Jamie Drysdale PHI feature tune in SS logo

It's been a little over a month since Jamie Drysdale was traded to the Philadelphia Flyers from the Anaheim Ducks, but the defenseman is finally feeling comfortable.

"I'd say I feel settled," Drysdale said. "As settled as you can feel."

From an early-morning flight to a new city, a point in his first game, a serious illness and an All-Star break tropical getaway, it's been quite the whirlwind since the Jan. 8 phone call telling him he was headed to Philadelphia.

And now he's got another big moment coming with the first outdoor game of his NHL career. The Flyers play the New Jersey Devils in the 2024 Navy Federal Credit Union NHL Stadium Series at MetLife Stadium in East Rutherford, New Jersey, on Saturday (8 p.m. ET; ABC, ESPN+, TVAS-D, SN1).

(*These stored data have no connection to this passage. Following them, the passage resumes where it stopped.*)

PR #1968, opened 2023-01-11
Drop AbstractView::initDefaultApp and App::init methods

mvorisek:
Creating many implicit apps can imply negative performance and/or unexpected (other than configured, like implicit UI persistence comma) behaviour, both hard to debug.

If you call `View::invokeInit()` manually (not recommended, but needed for edge cases), then you need to set the app manually before the call.

This PR also asserts app is set no later than in init, this requirement may be drop in the future, but currently it is needed to load a template which is defined in almost every View.

Also drop `ExecutorFactory::create()` method in favor of `ExecutorFactory::createExecutor()`.

### DIFF
--- a/src/Table/Column/ActionMenu.php
+++ b/src/Table/Column/ActionMenu.php
@@ -68,6 +68,7 @@ class ActionMenu extends Table\Column
             $item = Factory::factory([View::class], ['name' => false, 'ui' => 'item', 'content' => $item]);
         }
 
+        $item->setApp($this->getApp());
         $this->items[] = $item;
 
         $item->addClass('{$_' . $name . '_disabled} i_' . $name);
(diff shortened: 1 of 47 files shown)


src/Table/Column/ActionMenu.php
```diff
@@ -68,6 +68,7 @@ public function addActionMenuItem($item, $action = null, string $confirmMsg = ''
             $item = Factory::factory([View::class], ['name' => false, 'ui' => 'item', 'content' => $item]);
         }
 
+        $item->setApp($this->getApp());
```
mvorisek, line 71: in theory, app can be already set if an object with an app preset is passed

mkrecek234:
@mvorisek Using invokeInit heavily, how can I set app manually? My central app class is set using $app = new App and then $app->invokeInit() is called, as around 50 models require App Scope right away. What is the recommended solution for this BC-break?

mvorisek:
there should be no or minimal BC break if you use App in Models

"I'm really looking forward to that," Drysdale said. "Right when I got traded, a lot of guys on [the Ducks] were like, ‘Well, on the bright side, you get to play in that outdoor game.’ It's something that ever since I got traded I've been looking forward to it, so I think it should be a lot of fun, a really cool experience."

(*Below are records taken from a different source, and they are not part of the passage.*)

PR #1973, opened 2023-01-21
Fix Tabs/Menu/Paginator wrapping when width is too small

### LINKED ISSUE #1780: Paginator & menu of tables/grids/cruds & Tabs not breaking properly on small width columns
Steps to reproduce:
- e.g., add three columns in a view
- add a crud with menu bar and paginator in the first column
- fill with sufficient data to have many pages, so paginator is wider

Error:
- menu bar does not break responsively into next line (or better: fold into burger menu)
- Paginator does not responsively break properly into two lines - exceeds width into next column

image

image

Expected result:
- Menu folds down into burger menu (or at least render in multiple lines)
- Paginator folds into menu with drop-down to select page, or at least breaks into multiple lines, does not exceed column width of outer view, even if many pages have to be displayed.

mkrecek234:
fix #1780


mvorisek:
There is an https://github.com/fomantic/Fomantic-UI/issues/2345 issue. How did you find the solution, any docs?

Also I wonder why this PR is lowering the coverage.

mkrecek234:
Please check https://fomantic-ui.com/collections/menu.html#stackable

mvorisek:
When I was developing another component I now understand what `stackable` does.

Fomantic-UI source code:
```
& when (@variationButtonStackable) {
    /* --------------
       Stackable
    --------------- */

    /* Tablet Or Below */
    @media only screen and (max-width: @largestMobileScreen) {
        .ui.stackable.buttons {
            flex-direction: column;
            width: 100%;
...
```

the title of this PR is correct (ie. for/based on mobile devices with small viewport width), but I would say we should NOT merge it, as we do not want to stack based on viewport width, but instead on owning element width

the general usecase is limitted owning element width, like several tables (with paginator/menu) next to each other

please read https://github.com/fomantic/Fomantic-UI/issues/2345 - the solution is to use `wrapping` class, but it is currently supported on FUI buttons, but not menu

if you would like to get this patched before fixed in FUI officially, you need to patch CSS to add `wrapping` class support

at least to fix #1780, `stackable` might be otherwise ok

mkrecek234:
@mvorisek From a UI perspective, menus should stack, not wrap from my understanding if you have small mobile screens vertically- you don‘t want more than one element per line in small viewport widths. On vertical oriented mobiles all menus are stacked in common web applications, otherwise it is not easy to be used. Wrapping would afaik line-break according to available size which can be on top for desktop screens. Nevertheless, for mobile it ahould stack.

@mvorisek @lubber-de What do you think?

src/Tabs.php
```diff
@@ -9,7 +9,7 @@
 class Tabs extends View
 {
     public $defaultTemplate = 'tabs.html';
-    public $ui = 'tabular menu';
+    public $ui = 'tabular menu stackable';
```
mvorisek: I support this change in Tabs.

image

there is an UX issue (the tab menu is hard it understand vs. other components/text) which should be reported, but I do not object to merge it until fixed

src/Menu.php
```diff
@@ -9,7 +9,7 @@
 
 class Menu extends View
 {
-    public $ui = 'menu';
+    public $ui = 'menu stackable';
```
mvorisek: such behaviour is not typical, here is an example of mobile GH

image

`stackable` might make UX between mobile and desktop too much different

src/Tabs.php
mkrecek234: Why not for menu? Please try a grid with larger horizontal top menu: The rows stack perfectly, but the menu does not in current code. With stackable all fine, so I would merge both changes

src/Menu.php
mkrecek234: Indeed best would be to hide remaining menu items with three dot menu, or make it horizontally scrollable as on Amazon.de. Currently it destroys the whole UI as the menu is very wide, but the rows are stacked, so stacking at least would be consistent to rest of grid

src/Tabs.php
mvorisek: see https://github.com/atk4/ui/pull/1973#discussion_r1084107040

my primary comment on this PR was in reaction on "fix 1780" description, which is definitely not fixed by this PR

stackable in Menu might be ok in some cases, but UX can be visually very different and can take much more space which might be not wanted

test `demos/collection/grid.php` demo - when viewport width is below stackable treshold, the table is already very badly reformat, so I would actually prefer to `unstackable` there

template/paginator.html
```diff
@@ -1,4 +1,4 @@
-<div class="{PaginatorType}ui pagination menu{/}">
+<div class="{PaginatorType}{/}">
```
mvorisek, line 1: this was a bug, class is added by Paginator as well

js/src/vue-components/multiline/multiline.component.js
```diff
@@ -46,10 +46,11 @@ export default {
     },
     data: function () {
         const tableDefault = {
-            basic: false,
+            compact: 'very',
+            basic: 'very',
+            unstackable: true,
```
mvorisek, line 51: when width is > stackable width (desktop), the format can be hard too read already, so this needs to be fixed properly in another PR

mvorisek:
@mkrecek234 please test this PR, my primary goal is to develop atk4/ui in a way unlimited components/nesting is possible, so the goal is not to focus on stackable (small viewports only)

"wrapping buttons" together with "menu" seems to be a good workaround for https://github.com/fomantic/Fomantic-UI/issues/2345 and I am completely ok to merge this PR even if the visual style might be not perfect/officially supported by Fomantic-UI ATM when wrapped

mvorisek:
⚠️the coverage decrease seems to be related with this PR

mkrecek234:
FUI 2.9.2 seems to be solving this both for paginator and also for menus if we add `wrapping` class. https://github.com/fomantic/Fomantic-UI/issues/2345#issuecomment-1409042396 Thank you @lubber-de

mvorisek:
Please investigate the coverage drop.

mvorisek:
I have rerun the changes in separate/fresh PR and I can confirm the coverage drop:

image

mvorisek:
@mkrecek234 it is your job to answer the CI questions in order to get this PR merged. The coverage is decreased, please explain.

Drysdale's father built an outdoor rink behind the family's home in Toronto for him and his older brother, Charlie, to skate on when they were younger.

Playing in front of 80,000 fans at an NFL stadium will be very different.

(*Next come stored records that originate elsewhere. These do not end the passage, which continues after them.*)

Issue #1976, opened 2023-01-23
Share/deduplicate executor for multiple entities


mvorisek:
Here is an analysis of CardDeck (related with #1848 as table rows should be rendered via Views and not with cloned template) performance with many Cards:
- performance of atk4/data is top notch (entity is iterated/loaded much faster then one Card is added/rendered)
- 1 Card /wo any executor takes ~0.6 ms to add/render
- there is no single significant bottleneck, but large part of the time is spent in templating, as each Card consists of several Views, each with ~20 template tag tree children
- adding a Card executor is slow
  - `CardDeck::setMdel()` calls `Card::addClickAction`
  - creating/rendering executor trigger button is ok, it takes ~0.1 ms / single (one UA) button
  - which calls `Button::on` with atk4/data UserAction
  - an executor is created here:

![image](https://user-images.githubusercontent.com/2228672/213949761-ebedba62-38fe-4027-a454-423ee9a329d9.png)

there are two problems:

1. `ExecutorFactory::createExecutor()` creating executor itself is quite slow (~0.4 ms / single (one UA) executor), it cannot be significantly optimized, the only solution is to create an executor for a model once and share/deduplicate it for all entities (table rows, Cards, ...)

2. `ModalExecutor::executeModelAction()` executor should not be initialized/rendered until needed/triggered (#1928, ~1.0 ms / single (one UA) executor)

(3. also each executor (currently/with point 1 and 2) takes quite a lot of memory (~50 KB / single (one UA) executor) and significantly increase the total rendered html/js size (~4 KB / single (one UA) executor))

the good new is, at least in `Card::addClickAction()`, executor is created from model (not entity) atk4/data UA, ID is passed as 1st `$default` arg - so point 1 should be doable /wo heavy refactoring

given the need to share/deduplicate UA executors in atk4/ui at least, we should aim to support model (not entity) atk4/data UA and maybe even drop entity (not model) atk4/data UA completely in the future

Issue #101, opened 2017-03-31
Fix no-id view rendering


romaninsh:
It should be possible to create and render view without ID's. For instance when you add button with icon inside a Action column, it should render without ID (which otherwise would conflict with other buttons).

mvorisek:
we should check if ID was accessed or not and render it based on it

regex to find templates with IDs defined in a non standard way: `(?<!data-)id="(?!\{\$_id\}")`

mvorisek:
Should, but IDs are unique, so this is only a feature request.

PR #1979, opened 2023-01-24
No hardcoded template attributes

### LINKED ISSUE #1028: Some templates are missing common properties like id

mvorisek:
fix #1028

needed for #101

time to create/clone basic (`template/element.html`) template and to render it has been reduced by ~25% (related with #1976)

see `template/element.html` changes to understand how to migrate your templates

if you do not use custom templates, no action should be needed

in `View` class a few hacks are needed as `{$attributes}` tag cannot be put into all templates currently, I belive the hacks are ok otherwise a massive `HtmlTemplate` rewrite would be needed to support these cases

---

regex to find templates /wo `attributes` tag: `(?<!\s|\S)^((?!attributes)(\s|\S))*$(?!\s|\S)`


template/image.pug
```diff
@@ -1,2 +1,2 @@
-<img id="{$_id}" class="{_ui}ui{/} {$class} {_class}icon{/}" src="{$Content}" style="{$style}" {$attributes}>
+<img class="{_ui}ui{/} {$class} {_class}icon{/}" src="{$Content}" {$attributes}>
```
mvorisek, line 1: `icon` is probably historical typo here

"I think it'll be awesome," he said. "Definitely a new experience. That's one of the reasons you play. It's just the atmosphere that's awesome, so I'm really looking forward to it."

2024 NHL Stadium Series ice rink build

Drysdale has had no shortage of memorable moments leading up to the Stadium Series. It started with that 5:45 a.m. flight out of Nashville, where the Ducks were preparing to play the Predators, to Philadelphia the morning after the trade. He arrived in time to skate in a 30-minute practice and meet some of his new Flyers teammates and coaches.

The next night, he was in the lineup and had an assist on the game-tying goal in Philadelphia's 3-2 shootout win against the Montreal Canadiens.

The game came with his parents in the stands, flown in with help from general manager Daniel Briere.

"That was huge," Drysdale said. "I can't thank them enough for that. It felt like a new first game. You feel like you'll never relive a first game, but to be honest, that was about as close as you can get. It was awesome."

Then it was right out on the road for a three-game trip, but after playing the first game, against the Minnesota Wild on Jan. 12, he missed the next two because of an illness.

"It wasn't fun, I can tell you that," he said. "I wouldn't want other people to experience it. It wasn't great."

He returned to play six games before the All-Star break, which ended with five straight losses.

Drysdale had planned to spend the break in Toronto, but his new teammates had other plans. Defenseman Cam York was among a group of about 10 players who took Drysdale to Mexico with them for a few days of sun, sand and beach volleyball.

"I literally didn't have to do anything," Drysdale said. "They booked the ticket for me, they set up the hotel, everything, so I literally just had to show up."

York said it was easy and important to include Drysdale.

"It was a really fun trip and a lot of good memories on that thing," York said. "He was a late addition, but he was happy to be there with us."

Drysdale is working on adjusting smoothly on the ice too; in 12 games since the trade, he has four points (two goals, two assists), and a minus-6 rating while averaging 18:56 of ice time.

TBL@PHI: Drysdale scores his first goal as a member of the Flyers

"I think he's a work in progress," Flyers coach John Tortorella said. "I think he has a lot to learn. I think he has a lot to learn about positioning, time and space. ... I'm not sure how Anaheim did it, but they played a man-on-man defense, and he's trying to figure out how we're playing with our zone coverage. Just the overall positioning of that play, understanding angles, understanding checking forward. We have a lot of work to do there, and we expected that with a 21-year-old kid.

“But the upside with his skating and his escape, how he can escape, it's really encouraging. But as far as his overall game, there is a ton to work on with him.”

Much of that work has fallen to assistant Brad Shaw, but Drysdale has enjoyed their extra work together.

"Shaw's an incredible hockey mind, so I was looking forward to working with him out of the gate," Drysdale said. "It's all the little things -- stick placement, not drifting out of the dots, staying put, sometimes this is a better play, sometimes that's a better play. We've been going over video. He's not kind of overloading me with stuff, but little things here and there."

That work will continue beyond the Stadium Series game as Drysdale continues to adjust to his new surroundings.

"It's still a work in progress," he said. "[Shaw] just talks with so much detail. It's pretty easy to learn from him, to be honest; he doesn't overcomplicate anything. He makes it very simple, very plain. I think that's something that's easy to learn from, and I'm just going to continue to do that and pick his brain and see what goes on."